After an extensive career in school teaching, Catherine has spent the last decade at Anglia Ruskin University (ARU) improving the national landscape for teachers, and transforming teaching and learning for 8,000 students in the Faculty of Health, Education, Medicine and Social Care. As a gay teacher in the 1980s and 1990s under Section 28 (a law preventing the promotion of homosexuality in schools), Catherine, in common with all gay teachers, faced extensive challenges. However, she has harnessed this adversity to ensure education is more inclusive for the current generation of students, academics and teachers. Between 2016 and 2019, as Head of Education, Catherine transformed a failing Education department by redesigning the entire Education course portfolio, introducing innovative courses and placing inclusion at the heart of teaching and learning.

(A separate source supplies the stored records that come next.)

PR #3389, opened 2022-12-09
Push/Build artifacts from stdin

somtochiama:
Closes: https://github.com/fluxcd/flux2/issues/3256
Depends on: https://github.com/fluxcd/pkg/pull/418

Signed-off-by: Somtochi Onyekwere <somtochionyekwere@gmail.com>

PR #3418, opened 2022-12-17
Fix path on `flux push`

somtochiama:
Fixes bug introduced by https://github.com/fluxcd/flux2/pull/3389 where the path for the build cmd was used in the error message.

Also moves code for saving stdin to file before check for path

### DIFF
--- a/cmd/flux/push_artifact.go
+++ b/cmd/flux/push_artifact.go
@@ -129,8 +129,18 @@ func pushArtifactCmdRun(cmd *cobra.Command, args []string) error {
 		return err
 	}
 
-	if _, err := os.Stat(pushArtifactArgs.path); err != nil {
-		return fmt.Errorf("invalid path '%s', must point to an existing directory or file", buildArtifactArgs.path)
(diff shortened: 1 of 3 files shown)


cmd/flux/push_artifact.go
```diff
@@ -129,8 +129,18 @@ func pushArtifactCmdRun(cmd *cobra.Command, args []string) error {
 		return err
 	}
 
-	if _, err := os.Stat(pushArtifactArgs.path); err != nil {
-		return fmt.Errorf("invalid path '%s', must point to an existing directory or file", buildArtifactArgs.path)
+	path := pushArtifactArgs.path
+	if pushArtifactArgs.path == "-" {
+		path, err = saveStdinToFile()
```
pjbgf, line 134: `saveStdinToFile` is leaving the temp file opened. We need to close it before returning, otherwise `os.Remove()` will fail in some systems.

Please add a test for the stdin feature.

pjbgf (approved):
LGTM

Thanks @somtochiama! :bow:

PR #3465, opened 2023-01-06
Fix fluxcd/website#1347

kingdonb:
The docs are missing a `powershell` in `flux completion powershell`


javiermarasco:
Thank you @kingdonb this is exactly what I meant 👍.

Issue #3455, opened 2023-01-01
GitHub Actions unreliable


fritterhoff:
### Describe the bug

I'm trying to automate FluxCD Updates using the recommended workflow (https://github.com/fluxcd/flux2/tree/main/action#automate-flux-updates). Sadly this fails randomly multiple times a day.

### Steps to reproduce

1. Setup workflow https://github.com/fluxcd/flux2/tree/main/action#automate-flux-updates
2. Monitor Success/Failure of GH Action

### Expected behavior

Reliable execution of workflow

### Screenshots and recordings

```
2023-01-01T10:08:13.0895617Z ##[group]Run fluxcd/flux2/action@main
2023-01-01T10:08:13.0895864Z with:
2023-01-01T10:08:13.0896033Z   arch: amd64
2023-01-01T10:08:13.0896219Z ##[endgroup]
2023-01-01T10:08:13.1231060Z ##[group]Run ARCH=amd64
2023-01-01T10:08:13.1231379Z [36;1mARCH=amd64[0m
2023-01-01T10:08:13.1231588Z [36;1mVERSION=[0m
2023-01-01T10:08:13.1231762Z [36;1m[0m
2023-01-01T10:08:13.1231959Z [36;1mif [ -z $VERSION ]; then[0m
2023-01-01T10:08:13.1232361Z [36;1m  VERSION=$(curl https://api.github.com/repos/fluxcd/flux2/releases/latest -sL | grep tag_name | sed -E 's/.*"([^"]+)".*/\1/' | cut -c 2-)[0m
2023-01-01T10:08:13.1232861Z [36;1mfi[0m
2023-01-01T10:08:13.1233034Z [36;1m[0m
2023-01-01T10:08:13.1233348Z [36;1mBIN_URL="https://github.com/fluxcd/flux2/releases/download/v${VERSION}/flux_${VERSION}_linux_${ARCH}.tar.gz"[0m
2023-01-01T10:08:13.1233704Z [36;1mcurl -sL ${BIN_URL} -o /tmp/flux.tar.gz[0m
2023-01-01T10:08:13.1233956Z [36;1mmkdir -p /tmp/flux[0m
2023-01-01T10:08:13.1234211Z [36;1mtar -C /tmp/flux/ -zxvf /tmp/flux.tar.gz[0m
2023-01-01T10:08:13.1292399Z shell: /usr/bin/bash --noprofile --norc -e -o pipefail {0}
[...]

PR #3474, opened 2023-01-09
Improvements to Flux GitHub Action

ekristen:
## Overview

- Adds auth to curl command for GitHub API (optional)
- Adds example for token passing to documentation
- Updates documentation to not use `set-output` as it has been deprecated.

## Background

I've been witnessing more and more failed flux update action runs and several other workflows I have that make calls to `api.github.com` as best as I have been able to determine while debugging is that due to the workflows running on shared runners, and either an uptick in API calls or a change in the GitHub API backend on API interactions from workers, anonymous API limits are being hit more frequently which results in a 403 and failed `curl` command run.

The fix for me has been to pass a token through using the default `${{ secrets.GITHUB_TOKEN }}` to the curl command such that the API calls  are authenticated, this token gets it's own set of limits.

Fix: https://github.com/fluxcd/flux2/issues/3455

### DIFF
--- a/action/README.md
+++ b/action/README.md
@@ -35,6 +35,18 @@ You can download a specific version with:
           version: 0.32.0
 ```
 
+You can also authentication to the GitHub API using a secret
+
+```yaml
+    steps:
+      - name: Setup Flux CLI
+        uses: fluxcd/flux2/action@main
+        with:
+          token: ${{ secrets.GITHUB_TOKEN }}
+```
+
+This is useful if you are seeing failures on shared runners, those failures are usually API limits being hit.
+
 ### Automate Flux updates
 
 Example workflow for updating Flux's components generated with `flux bootstrap --path=clusters/production`:
--- a/action/README.md
+++ b/action/README.md
@@ -35,7 +35,7 @@ You can download a specific version with:
           version: 0.32.0
 ```
 
-You can also authentication to the GitHub API using a secret
+You can also authentication to the GitHub API using GitHub Action's `GITHUB_TOKEN`. For more information on this secrets, please see [about the github token secret](https://docs.github.com/en/actions/security-guides/automatic-token-authentication#about-the-github_token-secret)
 
 ```yaml
     steps:
--- a/action/README.md
+++ b/action/README.md
@@ -62,7 +62,7 @@ jobs:
             --export > ./clusters/production/flux-system/gotk-components.yaml
 
           VERSION="$(flux -v)"
-          echo "::set-output name=flux_version::$VERSION"
+          echo "flux_version=$VERSION" >> $GITHUB_OUTPUT
       - name: Create Pull Request
         uses: peter-evans/create-pull-request@v3
         with:
--- a/action/README.md
+++ b/action/README.md
@@ -64,7 +64,7 @@ jobs:
     runs-on: ubuntu-latest
     steps:
       - name: Check out code
-        uses: actions/checkout@v2
+        uses: actions/checkout@v3
       - name: Setup Flux CLI
         uses: fluxcd/flux2/action@main
       - name: Check for updates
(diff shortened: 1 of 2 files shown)


kingdonb:
Great detective work!

I saw this issue being reported very recently, as:

* #3455
(This likely fixes #3455)

kingdonb:
I've given this a quick test here:
https://github.com/kingdonb/bootstrap-repo/actions/runs/3883751782

It looks like the rate limit is still triggered several times a day, before making this change. 9cc4daf didn't quite implement the whole thing, I see there are some changes needed in the action itself, (so that it knows how to pass an Authorization token.) I made the rest of those changes in the test branch.

I have been able to run it here: https://github.com/kingdonb/bootstrap-repo/actions/runs/3883822670 I think I have implemented all the changes from this branch, and it LGTM (I added some further changes to resolve the outdated action warnings)

We can let it run there for a day or two, if we want to be sure the rate limit issue does not come back anymore, but anyway... paging back through my actions history I can see the last few days it has been reliably hitting the rate limit at least a couple of times a day on average, so this should be a good test.

If there's someone else who already has more confidence that this solves the issue, we can merge it straight away.

kingdonb:
While we are changing this, @ekristen could you please also bump the checkout and create-pull-request actions in the doc

`checkout@v3` and `create-pull-request@v4`

Then there are no deprecation warnings emitted 👍

ekristen:
@kingdonb docs updated to v3 and v4 respectively.

action/action.yml
```diff
@@ -15,6 +15,9 @@ inputs:
   bindir:
     description: "Optional location of the Flux binary. Will not use sudo if set. Updates System Path."
     required: false
+  token:
+    description: "GitHub Token used to authentication against the API (generally only needed to prevent quota limit errors)"
```
relu, line 19: Small typo here.
```suggestion
    description: "GitHub Token used to authenticate against the API (generally only needed to prevent quota limit errors)"
```

relu (changes requested):

relu (approved):
Looks good to me. Thank you @ekristen! :100:

action/README.md
```diff
@@ -35,6 +35,18 @@ You can download a specific version with:
           version: 0.32.0
 ```
 
+You can also authentication to the GitHub API using a secret
```
hiddeco, line 38:
```suggestion
You can also authentication to the GitHub API using an [encrypted secret](https://docs.github.com/en/actions/security-guides/encrypted-secrets):
```

Might help a bit with users switching from a Kubernetes to GitHub (Action) context.

relu: I think that might confuse users actually because the value for `secrets.GITHUB_TOKEN` is pre-filled by GitHub Actions. Might be better to link to this instead? https://docs.github.com/en/actions/security-guides/automatic-token-authentication#about-the-github_token-secret

hiddeco: That's an even better suggestion indeed.

ekristen: Adjusted the documentation to include the second link and provide a bit more context.

ekristen:
@relu The PR has been rebased.

action/README.md
```diff
@@ -35,6 +35,18 @@ You can download a specific version with:
           version: 0.32.0
 ```
 
+You can also authentication to the GitHub API using GitHub Action's `GITHUB_TOKEN`. For more information on this secrets, please see [about the github token secret](https://docs.github.com/en/actions/security-guides/automatic-token-authentication#about-the-github_token-secret)
```
relu, line 38: Just a nit here and we can merge :)
```suggestion
You can also authenticate against the GitHub API using GitHub Actions' `GITHUB_TOKEN` secret.
For more information, please [read about the GitHub token secret](https://docs.github.com/en/actions/security-guides/automatic-token-authentication#about-the-github_token-secret).
```

relu (changes requested):

kingdonb:
Good news, the repo where I am testing this change shows the issue seems resolved:

(https://github.com/kingdonb/bootstrap-repo/actions/workflows/update-flux.yaml?page=3 -- 9896 is the GHA job build that implemented this change, and you have to go back farther than that to find one of the random failures in this build log. 🎉 )

stefanprodan:
Superseded by https://github.com/fluxcd/flux2/pull/3501

PR #3507, opened 2023-01-23
Update prometheus-community helm repo due to the suspension of OCI builds

thezanke:
### Proposed changes

This PR updates the `HelmRepository` to use the official non-OCI repository. We also disable chart verification for the "kube-prometheus-stack" `HelmChart` since it requires an OCI repository.

###  Reasoning

The "prometheus-community" developers have disabled OCI builds for now (see https://github.com/prometheus-community/helm-charts/pull/2841).

### DIFF
--- a/manifests/monitoring/kube-prometheus-stack/release.yaml
+++ b/manifests/monitoring/kube-prometheus-stack/release.yaml
@@ -11,8 +11,6 @@ spec:
       sourceRef:
         kind: HelmRepository
         name: prometheus-community
-      verify:
-        provider: cosign
       interval: 60m
   install:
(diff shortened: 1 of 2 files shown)


kingdonb:
Thanks for raising this @thezanke 

I think there are still some things to work out on the helm chart releaser itself, in order to get chart owners unblocked at supporting this. I'm also not sure anyone understood why the chart releaser action fails to publish an OCI chart sometimes.

stefanprodan (approved):
LGTM

Thanks @thezanke hopefully the issues with GH Actions will be solved upstream so we can revert it back.

PR #919, opened 2022-09-12
Enum as Service Parameter

mrudula-gs:
Users can have enum as service parameter for Alloy services.
This PR will cover the EQUAL, NOT EQUAL, IN, NOT IN operations


davidharte-gs (approved):
Approved

legend-engine-executionPlan-execution/src/test/java/org/finos/legend/engine/plan/execution/validation/test/TestParametersValidation.java
```diff
@@ -202,7 +203,7 @@ private void testRequiredToOneParameter(String cls, List<?> validValues, List<?>
         for (Object validValue : validValues)
         {
             ExecutionState state = newExecutionState(parameter.name, validValue);
-            FunctionParametersParametersValidation.validate(Lists.immutable.with(parameter), state);
+            FunctionParametersParametersValidation.validate(Lists.immutable.with(parameter), new ArrayList<>(), state);
```
rafaelbey, line 206: For empty collections, we should either use eclipse facotories, or jdk Collections utility methods, and avoid specific collection implementations constructors.  

```java
Collections.emptyList();
Lists.mutable.empty();
```

legend-engine-executionPlan-execution/src/main/java/org/finos/legend/engine/plan/execution/validation/FunctionParametersParametersValidation.java
```diff
@@ -67,12 +70,20 @@ private static void validateParameterValues(RichIterable<Variable> externalParam
...
     }
 
-    public static ValidationResult validate(Variable var, Object value)
+    public static ValidationResult validate(Variable var, List<ValidationContext> validationContext, Object value)
     {
         FunctionParameterTypeValidator validator = FunctionParameterTypeValidator.externalParameterTypeValidator(var._class);
         if (validator == null)
         {
-            return ValidationResult.errorValidationResult("Unknown external parameter type: " + var._class + ", valid external parameter types: " + FunctionParameterTypeValidator.getExternalParameterTypes().makeString("[", ", ", "]"));
+            ValidationContext enumContext = validationContext.stream().filter(v -> (v.getClass() == EnumValidationContext.class)).filter(e -> ((EnumValidationContext) e).varName.equals(var.name)).findFirst().orElse(null);
```
rafaelbey, line 78: We should instanceOf rather than class equality.  On some circumstances where different class loaders re used, this could be false while instanceof will work regardless of class loader.

I also wonder if the visitor method added to the context abstract class could have help with encapsulating some of this logic.

legend-engine-executionPlan-execution/src/main/java/org/finos/legend/engine/plan/execution/validation/FunctionParametersParametersValidation.java
```diff
@@ -67,12 +70,20 @@ private static void validateParameterValues(RichIterable<Variable> externalParam
...
+            if (enumContext != null)
+            {
+                return (((EnumValidationContext)enumContext).validEnumValues.contains(value.toString())) ? ValidationResult.successValidationResult() : ValidationResult.errorValidationResult("Value " + value + " is not a valid enum value for " + var._class);
```
rafaelbey, line 81: Should we add the valid enum values to the error message, so users knows what is accepted?

rafaelbey (approved):

Issue #920, opened 2022-09-12
Commit batch ingest library for use in persistence modules


davidsunglee:
### Description of Problem:
We are introducing a common library to handle batch ingestion logic with an initial focus on batch milestoning into relational databases. This library consolidates the implementation across multiple backend persistence implementations. It also provides an in-memory implementation that will be of use for fast testing.

finos-admin:
This issue is stale because it has been open for 30 days with no activity. Please remove stale label or add any comment to keep this open. Otherwise this will be closed in 5 days.

finos-admin:
This issue was closed because it has been inactive for 35 days. Please re-open if this issue is still relevant.

PR #921, opened 2022-09-12
Introduce persistence milestoning library logical plan.

davidsunglee:
#### What type of PR is this?
Feature.

We are introducing a common library to handle batch ingestion logic with an initial focus on batch milestoning into relational databases. This library consolidates the implementation across multiple backend persistence implementations. It also provides an in-memory implementation that will be of use for fast testing.

This PR introduces the first component of the solution above: logical plan.

None. But this is the first of a series of PRs addressing #920

No.

### DIFF
--- a/legend-engine-xt-persistence-component/legend-engine-xt-persistence-component-logical-plan/pom.xml
+++ b/legend-engine-xt-persistence-component/legend-engine-xt-persistence-component-logical-plan/pom.xml
@@ -1,0 +1,38 @@
+<?xml version="1.0" encoding="UTF-8"?>
+<!--
+ Copyright 2022 Goldman Sachs
+
+ Licensed under the Apache License, Version 2.0 (the "License");
+ you may not use this file except in compliance with the License.
+ You may obtain a copy of the License at
+
+      http://www.apache.org/licenses/LICENSE-2.0
+
+ Unless required by applicable law or agreed to in writing, software
+ distributed under the License is distributed on an "AS IS" BASIS,
+ WITHOUT WARRANTIES OR CONDITIONS OF ANY KIND, either express or implied.
+ See the License for the specific language governing permissions and
+ limitations under the License.
+-->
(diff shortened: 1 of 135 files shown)


legend-engine-xt-persistence-component/legend-engine-xt-persistence-component-logical-plan/pom.xml
```diff
@@ -0,0 +1,38 @@
...
+         xmlns:xsi="http://www.w3.org/2001/XMLSchema-instance"
+         xsi:schemaLocation="http://maven.apache.org/POM/4.0.0 http://maven.apache.org/xsd/maven-4.0.0.xsd">
+    <parent>
+        <groupId>org.finos.legend.engine</groupId>
+        <artifactId>legend-engine-xt-persistence-component</artifactId>
+        <version>3.15.4-SNAPSHOT</version>
+    </parent>
+    <modelVersion>4.0.0</modelVersion>
+
+    <artifactId>legend-engine-xt-persistence-component-logical-plan</artifactId>
```
rafaelbey, line 27: Wonder if all packages should be prefixed with 'logical plan' to ensure no conflicts with future components?

davidsunglee: Makes sense to have a prefix for namespacing.

'component' is too generic, so we'll replace that with something more descriptive (e.g. ingestion, milestoning, etc).

Will do it in one shot, once all related modules are pushed (targeting end of the week).

davidsunglee: And your instinct is right, we'll have a lineage component in the near future.

rafaelbey (approved):

davidsunglee:
@rafaelbey @epsstan Can you merge when you have a moment? I don't have authorization ... thanks!

PR #924, opened 2022-09-13
Fix for javadoc that references classes produced by annotation processor (#921)

davidsunglee:
Maven javadoc plugin requires additional configuration to resolve references to classes produced by annotation processors. PR #921 introduced use of Immutables (limited to persistence modules only) which triggered this limitation.

Resolves a bug introduced by work on #920

None.

No.


rafaelbey:
Thanks @davidsunglee for confirming this generate the same javadoc as before.

rafaelbey (approved):

PR #941, opened 2022-09-16
Split deploy task into two commands to workaround maven-jar-plugin bug.

davidsunglee:
#### What type of PR is this?
Bug fix

This PR splits our deployment action into two separate maven commands.
- The first does an install on the project, solely to kick-off APT code generation.
- The second generates javadoc (which would fail without APT code generation) and performs deploy

These commands were previously smushed into a single command, but this triggered a bug in maven-jar-plugin which fails when executing JAR twice in a build for a module with no source files.

None

None

No

### DIFF
--- a/.github/workflows/build.yml
+++ b/.github/workflows/build.yml
@@ -71,7 +71,9 @@ jobs:
           DOCKER_USERNAME: finos
           DOCKER_PASSWORD: ${{ secrets.DOCKER_PASSWORD }}
           MAVEN_OPTS: -Xmx4g
-        run: mvn install javadoc:javadoc deploy -P docker-snapshot
+        run: |
+          mvn install -DskipTests=true
+          mvn javadoc:javadoc deploy -P docker-snapshot
       - name: Upload Test Results
         if: always()
         uses: actions/upload-artifact@v3


epsstan (approved):
Excellent PR description. Thanks !

akphi:
I wonder if this solves the problem we had earlier with sonar plugins as well

davidsunglee:
@akphi I believe `install` and `deploy` both execute tests, so the two commands should result in one round of testing. Will verify in the logs.

akphi:
Gotcha! I guess this makes our build easier to reason about, the downside is we duplicate `install` steps which increases build time ~20mins I guess.

By the way, @epsstan I think we might be able to re-enable `sonar` (disabled by https://github.com/finos/legend-engine/pull/767)

davidsunglee:
@akphi @epsstan The deploy run post this change was notably longer than previous runs. If this continues, we can minimize run time by triggering `compile` on three individual persistence modules rather than `install` across the project.

That's the minimum required for javadoc to work, but @rafaelbey understandably concerned the build file becomes less maintainable. Also, those modules will eventually be moved out.

Will take a look at what caused the increased runtime.

When duplicate `install` steps run in the same command, many of the heavy-hitters are skipped:
- compile is skipped
- test execution is skipped

Will have to see if compile is still skipped when running sequentially.

akphi:
Another thing we could do is just to split the github actions:
1. Test CI: `mvn install` (run install and test): run our tests
2. Deploy CI: `mvn install -DSkipTests && mvn deploy javadoc:javadoc -DskipTests`

If we can do what @davidsunglee suggested in step 2, we technically can bring the deploy build time down significantly.

PR #942, opened 2022-09-16
Include default configuration files in Docker image

epsstan:
#### What type of PR is this?

Enhancement

This PR adds a set of default configuration files into the server Docker image. 

This simplifies the running of the Docker images. Users can simply run the container by passing configuration values as environment variables instead of having to manage the configuration files. 

No

### DIFF
--- a/legend-engine-server/Dockerfile
+++ b/legend-engine-server/Dockerfile
@@ -14,7 +14,7 @@
 
 FROM openjdk:11.0.16-bullseye
 COPY target/legend-engine-server-*.jar /app/bin/
-COPY target/classes/docker/config /config
+COPY src/main/resources/docker/config /config
 CMD java -cp /app/bin/*-shaded.jar \
 -XX:+ExitOnOutOfMemoryError \
 -XX:MaxRAMPercentage=60 \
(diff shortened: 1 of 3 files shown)


legend-engine-server/Dockerfile
```diff
@@ -14,6 +14,7 @@
 
 FROM openjdk:11.0.16-bullseye
 COPY target/legend-engine-server-*.jar /app/bin/
+COPY target/classes/docker/config /config
```
epsstan, line 17: @nsprimmer asks that we explicitly list each file to be copied

legend-engine-server/src/main/resources/docker/config/config.json
```diff
@@ -0,0 +1,80 @@
...
+    "pure": {
+      "host": "127.0.0.1",
+      "port": 8090
+    },
+    "alloy": {
+      "host": "127.0.0.1",
+      "port": 8090,
+      "prefix": "/depot/api"
+    }
+  },
```
kevin-m-knight-gs, line 73: Don't you want to parameterize at least the ports here?

epsstan: > Don't you want to parameterize at least the ports here?

:) I knew you would spot this. I was going to parameterize them as part of refactoring the installers for Legend Query.  But I can parameterize now too.

rafaelbey (approved):

gs-ssh16 (approved):

PR #958, opened 2022-09-21
Remove parser error listener subtypes.

davidsunglee:
#### What type of PR is this?
Cleanup.

It's currently possible to override the `ParserErrorListener.dereferenceTokens` method to provide more descriptive error messages to the user. This has led to a number of subtypes in persistence, mastery, and other modules.

This PR adds a constructor to `ParserErrorListener` that accepts a `Vocabulary` so subtyping is no longer necessary. It also deletes subtypes in legend-engine.

The `dereferenceTokens` method remains protected for now, so dependent projects have a chance to switch to the new constructor. It will be switched to private once the projects have been updated

None.

None.

No.


rafaelbey (approved):
Awesome!

PR #963, opened 2022-09-23
Add PersistenceTest model and PersistenceTestRunner flow

chloeminkyung:
PersistenceTest (AtomicTest)
- PersistenceTestBatches
- isTestDataFromServiceOutput (default: true)

PersistenceTestBatch (TestBatch)
- id
- TestData
- TestAssertions

PR #967, opened 2022-09-23
Tidy up persistence component and persistence test runner.

davidsunglee:
#### What type of PR is this?
Cleanup.

Make persistence component and persistence test runner more consistent with other Legend modules and related cleanup. Specifically:
- Fix multiplicity of TestBatch.batchId in pure model
- Use dependency management for version and scope control
- Fix newlines and line breaks
- Remove vestigial maven properties

None.

Cleanup for https://github.com/finos/legend-engine/pull/963.

No.

### DIFF
--- a/legend-engine-pure-code-compiled-core/src/main/resources/core/pure/test/testable.pure
+++ b/legend-engine-pure-code-compiled-core/src/main/resources/core/pure/test/testable.pure
@@ -31,7 +31,7 @@ Class <<typemodifiers.abstract>> meta::pure::test::AtomicTest extends Test
 Class <<typemodifiers.abstract>> meta::pure::test::TestBatch
 {
     id         : String[1];
-    batchId    : Integer[0..1];
+    batchId    : Integer[1];
     assertions : TestAssertion[*];
 }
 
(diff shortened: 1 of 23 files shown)


legend-engine-pure-code-compiled-core/src/main/resources/core/pure/test/testable.pure
```diff
@@ -31,7 +31,7 @@ Class <<typemodifiers.abstract>> meta::pure::test::AtomicTest extends Test
 Class <<typemodifiers.abstract>> meta::pure::test::TestBatch
 {
     id         : String[1];
-    batchId    : Integer[0..1];
+    batchId    : Integer[1];
```
rafaelbey, line 34: given this property will be required, should we change the protocol class to reflect this, and change from object Integer to primitive int?

https://github.com/finos/legend-engine/blob/master/legend-engine-protocol-pure/src/main/java/org/finos/legend/engine/protocol/pure/v1/model/test/TestBatch.java#L25

rafaelbey (approved):

legend-engine-pure-code-compiled-core/src/main/resources/core/pure/test/testable.pure
davidsunglee: Definitely makes sense. Will update.

PR #969, opened 2022-09-25
Enable mTLS for ServiceStore connections

epsstan:
#### What type of PR is this?

Enhancement

This PR allows engine to make ServiceStore connections with mTLS. 

This PR implements a tactical solution where if a JVM (e.g. engine) is configured with SSL key and trust stores, these key and trust stores are used to make HTTPS connections to services. 

This is a tactical solution which will be replaced by introducing mTLS as a ServiceStore SecurityScheme. 

This feature is introduced with a feature flag that can be enabled via the server's configuration. This feature is disabled by default.

N/A

No.


legend-engine-xt-serviceStore-executionPlan/pom.xml
```diff
@@ -175,6 +182,12 @@
             <artifactId>junit</artifactId>
             <scope>test</scope>
         </dependency>
+        <dependency>
```
hardikmaheshwari, line 185: this dependency has caused issues for us in past

hardikmaheshwari:
@epsstan I am afraid this seems a bit too hacky as essentially we are bypassing modelling store and achieving that via server config.

PR #972, opened 2022-09-26
Sql injection fix

mateusz-klatt-gs:
#### What type of PR is this?

SQL and FTL injection fix

Escape external variables with FreeMarker rendering, avoid recursion in FreeMarker rendering.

The result was a dramatic improvement to the Education student experience and student outcomes at ARU, culminating in ARU topping the Guardian League Table for Education in 2020. Now as Deputy Dean, Catherine has transformed the student experience faculty-wide. Through Catherine’s dynamic interprofessional learning strategy, teachers, nurses, doctors, paramedics and social workers are all united in a commitment to work together to help the most vulnerable. Beyond ARU, Catherine has created a national CPD programme for teachers. Courageous Leaders is the UK’s first LGBTQ+ leadership programme and has helped 60 teachers achieve leadership roles as their authentic selves. This project has seen Catherine shortlisted for a number of national awards, including a British Diversity Award, National Diversity Award and Pink News Award. She also featured in the UK’s LGBT Pride Power List in 2019 as one of the most influential LGBT people in the UK.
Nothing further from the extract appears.